Issue #38, opened 2026-06-04
Implement monthly quota reset as an Azure Function Timer Trigger


kolatts:
Part of #10.

Implement a `MonthlyResetBackgroundService : BackgroundService` that wakes at 00:01 UTC on the 1st of each month. For each active user it calls `QuotaResolutionService` to produce the new allocation and INSERTs a `QuotaAllocation` row for the new period (idempotent — skip if row already exists). Sets `IsHardStopped = false`. After processing all users, writes a single `quota.monthly-reset` audit log entry with the count. Use a distributed lock or idempotency check so simultaneous Container App replicas do not double-reset.

kolatts:
Claimed by an implementation agent on `claude/functions-38-39-84-119` (Functions wave: #38 + #39 + #84 + #119, with #165's ResetDayOfMonth gate).

Issue #182, opened 2026-09-02
Finish the CommitToken sweep: GroupService and EntraGroupSyncService still hand-roll the ternary


kolatts:
Follow-up from the #163/#158 sweep (keys/lifecycle/quota hardening wave).

`FoundryGate.Api/Services/CommitToken.For(reachedExternal, cancellationToken)` is now the one place the conditional commit point is expressed, and CONVENTIONS.md names it. Every caller in `Services/{Quota,Users,Lifecycle,Requests}` uses it.

Two do not, because they were being edited concurrently by another agent when the sweep landed and touching them would have caused a pointless conflict:

- `Services/Groups/GroupService.cs` — has its own `private static CancellationToken CommitToken(bool gatewayMoved, CancellationToken)` helper, which is the same function under a name that now shadows the shared type.
- `Services/Groups/EntraGroupSyncService.cs` — an inline `resolutions.Any(r => r.TierSyncRequested) ? CancellationToken.None : cancellationToken`.

Both are **correct today** (verified while sweeping; #152 fixed them). This is tidy-up, not a bug.

## Ask

- Replace both with `CommitToken.For(...)` and delete `GroupService`'s private helper — the local name shadowing the shared class is the part most likely to confuse the next reader.
- While there, check the read-backs: the sweep found two services (`QuotaAllocationService.GetMyAllocationAsync`, `QuotaRequestService.ApproveAsync`) that saved on `CancellationToken.None` and then re-read the committed row on the request token, so a disconnected client got an error for a change that had landed. Confirm neither group path does the same.

kolatts:
Update from the #184 review, which widens this slightly.

`CommitToken` has **moved out of the Api**: it is now `FoundryGate.Data/Concurrency/CommitToken.cs` (namespace `FoundryGate.Data.Concurrency`). The rule is about which token reaches `SaveChangesAsync`, and Data is what every host that saves already references — including `FoundryGate.Core`, which needs Data for the quota reset. So this is no longer just tidy-up in `Services/Groups`:

- **#187 must adopt it, not re-roll it.** `QuotaResetService` lands in `FoundryGate.Core`, which cannot reference the Api — that was the original reason the helper could not stay there. `using FoundryGate.Data.Concurrency;` and `CommitToken.For(reachedExternal, cancellationToken)`; do not reintroduce the ternary CONVENTIONS.md now forbids.
[...]

Issue #181, opened 2026-09-02
Make the /keys/me rate limits configurable rather than constants in the Api


kolatts:
Follow-up from the #136 fix (keys/lifecycle/quota hardening wave).

The limits landed as private constants in `FoundryGate.Api/Extensions/RateLimiterExtensions.cs`: 5 reveals and 3 rotations per minute per caller `oid`, in a one-minute fixed window. #136 itself said the numbers are a product call, and a fork whose developers work differently has to recompile to change them.

## Ask

- Move them to the options pattern (`AppSettings`, DataAnnotations, `ValidateRecursively` at startup, per CONVENTIONS.md) — permit counts and window, per policy.
- Keep the current values as the defaults, so a fork that configures nothing behaves exactly as it does today.
- The two constants that mirror them in `Api/Endpoints/KeysRateLimitEndpointTests` should then read the configured values instead of restating them.
- Worth doing together with, or after, the config work in #164/#123 so the keys settings land in the same shape as the rest.

kolatts:
One more reason to do this, from the #184 review.

`Api/Endpoints/KeysRateLimitEndpointTests` currently reads the **wall clock**. `System.Threading.RateLimiting`'s built-in limiters own their replenishment timer, and neither `FixedWindowRateLimiterOptions` nor the rate-limiting middleware accepts a `TimeProvider` — so `ApiTestFactory.TimeProvider` cannot move the limiter, and the tests can only stay inside a real 60-second window rather than step over it. Fine today (a handful of in-process requests against an in-memory host), latent flake later.

Making the window and permit counts configuration fixes both halves at once:

- the tests can configure a short window through `IWebHostBuilder.UseSetting` instead of racing a real one, and
- they can read the configured values instead of mirroring them in two `private const`s that have to be kept in step with `RateLimiterExtensions` by hand.

So this is worth a little more than "a fork might want different numbers".

kolatts:
Claiming this as part of a backend sweep (with #194, #153, #180, #130) on `claude/backend-sweep-b`.

Issue #180, opened 2026-09-02
Anomaly signal on repeated key reveals (N key.revealed rows in a window -> warning)


kolatts:
Follow-up from the #136 fix (keys/lifecycle/quota hardening wave).

#136 asked for two things. The limiter shipped: `POST /keys/me/reveal` is capped at 5 per minute per caller `oid` and `POST /keys/me/rotate` at 3, both returning a ProblemDetails `429` with `Retry-After`.

The second half did not:

> Consider an anomaly signal on top: N `key.revealed` rows for one user inside the window -> warning log / future alert (#84 dashboards).

A limiter stops a *fast* drain; it does nothing about a patient one. Four reveals a minute, every minute, is well inside the cap and is not something a human does.

## Ask

- Count `key.revealed` rows per user over a rolling window (the audit table already has the rows and the index) and log at Warning past a threshold, with the user id and the count.
- Decide where it runs: cheapest is inside `ApimKeyService.RevealAsync`, which already writes the row; a `FoundryGate.Functions` timer over the audit table is the version that also catches a slow drain across days.
- Feed it into #84's dashboards rather than inventing a second alerting path.

kolatts:
Claiming this as part of a backend sweep (with #194, #153, #181, #130) on `claude/backend-sweep-b`.

PR #184, opened 2026-09-02
fix(api): hold the commit point across every accepted external change, and close the key/first-login gaps

### LINKED ISSUE #136: Rate-limit POST /keys/me/reveal (and /rotate) per user — a leaked bearer token can pull the plaintext key indefinitely
Raised in the #133 review (keys wave, #36/#37/#95).

`POST /api/v1/keys/me/reveal` decrypts and returns the caller's full APIM key. It is audited (`key.revealed`) but not throttled: a leaked bearer token can pull the plaintext indefinitely and the only trace is a growing run of `key.revealed` rows. The same applies, less acutely, to `POST /keys/me/rotate` (each call mints a fresh key, so a token holder can churn credentials).

## Ask

- Add a per-user rate limit to the `/keys/me/reveal` (and `/keys/me/rotate`) actions with ASP.NET Core's built-in rate limiter (`AddRateLimiter` + `[EnableRateLimiting("...")]`), **partitioned on the caller's `oid`** (via `ICurrentUserAccessor.EntraObjectId` or the claim directly), not on IP — the UI sits behind a shared egress and admins share addresses.
- Something like a fixed window of a handful of reveals per 10 minutes per user; 429 with `Retry-After`. Numbers are a product call — the UI reveals once per page load at most.
- Consider an anomaly signal on top: N `key.revealed` rows for one user inside the window → warning log / future alert (#84 dashboards).
- Integration test through `ApiTestFactory` (the limiter partitions on the test `oid` header, so it is hermetic).

Not implemented in #133 to keep that PR to the lifecycle semantics; `KeysController.RevealMineAsync` references this issue.

### LINKED ISSUE #154: GET /users/me: absorb the first-login race instead of returning 409

### LINKED ISSUE #158: Sweep: audit + save after an external side effect must run on CancellationToken.None
CONVENTIONS.md, "External side effects have a commit point":

> once the external system has accepted the change, the audit row and `SaveChangesAsync` run on
> `CancellationToken.None` — a client that disconnects mid-call must not turn an accepted change into
> an unaudited one.

Several services still thread the request's `CancellationToken` all the way through the post-external
audit and save, so a client that hangs up between "Azure accepted it" and "we wrote it down" leaves the
database disagreeing with the world:

- `Services/Quota/QuotaAllocationService.ResetAsync` — `IQuotaResolutionService.ResolveManyAsync` may
  have moved subscriptions between tier products via `IGatewayTierSync` (live once #118 lands); the
  `audit.LogAsync` and both `SaveChangesAsync` calls after it use the request token.
- `Services/Keys/ApimKeyService` — `ProvisionAsync`, `RotateMineAsync`/`RotateForUserAsync` and
  `RevokeForUserAsync` all audit and save on the request token after APIM has already created,
  regenerated or deleted a subscription. Rotation is the worst case: the old key is dead the moment
  APIM returns, so an abandoned save leaves a user holding a key nobody can decrypt.
- `Services/Foundry/FoundryDeploymentService` already gets this right (`AuditAfterCommitAsync`) and is
  the shape to copy.

`Services/Requests/QuotaRequestService.ApproveAsync` was fixed in the #34/#35 PR (#148) — its audit row,
save and commit run on `CancellationToken.None` past the `ResolveAsync` that may move the gateway tier —
but doing the same sweep one service at a time is how this drifts, so it is worth one pass.

**Scope:** for each call site, identify the external commit point, switch the audit + `SaveChangesAsync`
(+ `CommitAsync` where a transaction is open) after it to `CancellationToken.None`, and log the residual
"save failed after the external system accepted" orphan at Error with the change's full identity, as
`FoundryDeploymentService` does. A test per service that cancels the token after the fake external
client returns and asserts the audit row still lands would pin it.

Found during review of #148.

### LINKED ISSUE #163: Sweep the commit-point rule across every quota-resolution caller (CancellationToken.None after a tier move)
Raised in the review of #152.

CONVENTIONS.md's commit-point rule is: once an external system has accepted a change, resolve-the-actor and every refusal must already have happened, and the audit row plus `SaveChangesAsync` run on `CancellationToken.None` — a client that disconnects mid-call must not turn an accepted change into an unaudited one. `FoundryDeploymentService.AuditAfterCommitAsync` is the reference implementation.

Quota resolution is an external side effect under that rule: `QuotaResolutionService.ResolveCoreAsync` calls `IGatewayTierSync.SyncAsync`, which (once #118's `ApimGatewayTierSync` lands) moves a developer's APIM subscription between tier products. Every caller of `ResolveAsync`/`ResolveManyAsync` therefore has a commit point, and not all of them observe it.

## Audited in #152

`GroupService` and `EntraGroupSyncService` were fixed in that PR: the actor is resolved and every refusal made before `ResolveManyAsync`, and the audit row and save run on `CancellationToken.None` when the resolution actually requested a tier sync (`QuotaResolution.TierSyncRequested`, which is the precise signal — an empty member list or an unchanged tier is not a commit point).

## Still to check

- **`QuotaAllocationService.ResetAsync`** — same shape: `ResolveManyAsync` over every active user, then `audit.LogAsync(...)` and `SaveChangesAsync` on the request token. A `POST /quota/reset` that the admin's browser abandons part-way could move a large number of APIM subscriptions with no audit row and no allocation rows.
- **`QuotaAllocationService.GetMyAllocationAsync`** — `ResolveAsync` then `SaveChangesAsync` on the request token, on the developer's own first call of the month.
- **#156's approval path** (`PUT /requests/{id}/approve`) once it lands, and anything else that grows a `ResolveManyAsync` call.

## Ask

Decide whether this belongs to `IQuotaResolutionService` itself rather than each caller — for example, having resolution report its commit point (it already returns `TierSyncRequested`) and having a small shared helper own the "audit + save on `None`" tail, so a new caller cannot forget. Then apply it to the sites above.

Latent until #118 replaces `NullGatewayTierSync`, so this is not urgent — but it should land in the same wave as the real tier sync rather than after it.

### LINKED ISSUE #167: Add User.LastLoginDate so "has this account been used?" has an honest column
Discovered in the #156 review.

`GET /users/me` used to stamp `User.LastSyncedDate` on every call, which meant two things went wrong at once: every profile load was a row `UPDATE` on `Users` (the table the Entra sync also writes to), and the column stopped meaning what `UserContracts` documents — *"When this user was last touched by an Entra sync"*.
········
*Task*.
If the word "opened" appears in a line above, copy that line.

*Result*.
Issue #38, opened 2026-06-04
Issue #182, opened 2026-09-02
Issue #181, opened 2026-09-02
Issue #180, opened 2026-09-02
PR #184, opened 2026-09-02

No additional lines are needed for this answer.